++++ Data for analysis
PR #1042, opened 2019-10-14
Reliably show SR (structured report) series

cmcgee-mac:
Before this fix, SR series for a study show up sometimes, other times they cannot be seen in the left panel of the viewer.

The documentation for the _createDisplaySetsForSeries function says that it should return the display sets, however there is one case where it doesn't do that. This fixes the case so that it returns the display sets.

### DIFF
--- a/platform/core/src/classes/metadata/StudyMetadata.js
+++ b/platform/core/src/classes/metadata/StudyMetadata.js
@@ -121,7 +121,7 @@ export class StudyMetadata extends Metadata {
       if (displaySet) {
         displaySet.sopClassModule = true;
         displaySets.push(displaySet);
-        return;
+        return displaySets;
       }
     }
 


dannyrb:
@cmcgee-mac, thanks for this! I'll merge this, but tagging @emfol to make sure I'm not breaking anything he intended with the `return;`

cmcgee-mac:
@dannyrb I hope that the fix is correct. It took me a while to get a reproducible case where the SR was consistently not showing up. Sometimes it would show up, sometimes not.

dannyrb:
@cmcgee-mac, I think that's behavior I would expect. `sopClassHandlerModule`'s should have the ability to determine how each series is split into display sets. If it returns a `displaySet`, but we just return there, then it only works if we modify the `givenDisplaySets` array by reference (which we probably shouldn't do anyway).

We really should have unit tests for this portion of our code.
++++++++
Would you please write out the entries again exactly?

§ Task answer
PR #1042, opened 2019-10-14
Reliably show SR (structured report) series

cmcgee-mac:
Before this fix, SR series for a study show up sometimes, other times they cannot be seen in the left panel of the viewer.

The documentation for the _createDisplaySetsForSeries function says that it should return the display sets, however there is one case where it doesn't do that. This fixes the case so that it returns the display sets.

### DIFF
--- a/platform/core/src/classes/metadata/StudyMetadata.js
+++ b/platform/core/src/classes/metadata/StudyMetadata.js
@@ -121,7 +121,7 @@ export class StudyMetadata extends Metadata {
       if (displaySet) {
         displaySet.sopClassModule = true;
         displaySets.push(displaySet);
-        return;
+        return displaySets;
       }
     }
 


dannyrb:
@cmcgee-mac, thanks for this! I'll merge this, but tagging @emfol to make sure I'm not breaking anything he intended with the `return;`

cmcgee-mac:
@dannyrb I hope that the fix is correct. It took me a while to get a reproducible case where the SR was consistently not showing up. Sometimes it would show up, sometimes not.

dannyrb:
@cmcgee-mac, I think that's behavior I would expect. `sopClassHandlerModule`'s should have the ability to determine how each series is split into display sets. If it returns a `displaySet`, but we just return there, then it only works if we modify the `givenDisplaySets` array by reference (which we probably shouldn't do anyway).

We really should have unit tests for this portion of our code.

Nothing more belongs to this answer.